Option market data showed that over 31,000 contracts suddenly moved from out-of-the-money to in-the-money (profitable) status overnight, with a nominal value surging to 354 million dollars. The unexpected decision by the administration led to the collapse of what was once hailed as one of the most profitable commodity trades in modern history.
Since the administration first hinted at the possibility of imposing tariffs earlier this year, U.S. copper prices had surged relative to other global markets. Traders rushed to capitalize on the high premiums by shipping copper to U.S. ports. The announcement of a higher-than-expected 50% tariff rate in early July further fueled this rush. The core of this strategy lay in the significant price differential between New York Comex copper and London Metal Exchange (LME) copper.
Just a week prior, the premium on Comex copper had exceeded the LME benchmark price by more than 20%. However, with the announcement of the tariff exemption, the price differential quickly vanished. Comex copper prices plummeted by 22% on Wednesday, while LME copper prices fell by only 0.9%, with the former even turning into a discount relative to the latter.
Analysts noted that this move significantly deviated from market expectations, leaving those who had bet on rising U.S. copper prices with substantial losses. However, they maintained that the market fundamentals remained unchanged and did not anticipate a large-scale shift in copper flows. They continued to hold the view that Comex prices should at least match LME prices.
For traders who had doubted the administration's commitment to imposing tariffs, this was a significant victory. Option market data vividly illustrated this reversal. By Tuesday evening, only 675 put option contracts were in the money, with a nominal value of 94.4 million dollars. Following the exemption announcement, the number of profitable put option contracts surged to over 31,000, with a total value of 354 million dollars. A seasoned market strategist with over two decades of experience in copper options and futures trading commented that the sudden shift was akin to winning a lottery, highlighting the extreme outcomes that can result from the unpredictable nature of tariffs and policies.

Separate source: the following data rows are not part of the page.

PR #1174, opened 2025-08-05
nit: allow claude to use mkdir

teamdandelion:

PR #1175, opened 2025-08-05
refactor: replace BaseConverter with utils

teamdandelion:


teamdandelion:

In Washington, extensive lobbying efforts by various stakeholders, including U.S. copper producers, semi-finished product manufacturers, scrap yards, and foreign governments, influenced the policy's direction. Notably, the prospect of import tariffs on refined copper has not been entirely ruled out. The U.S. Department of Commerce has proposed delaying the imposition of tariffs until 2027, starting at 15% and increasing to 30% by 2028. The administration has directed the department to provide an update on the U.S. copper market by June 30, 2026.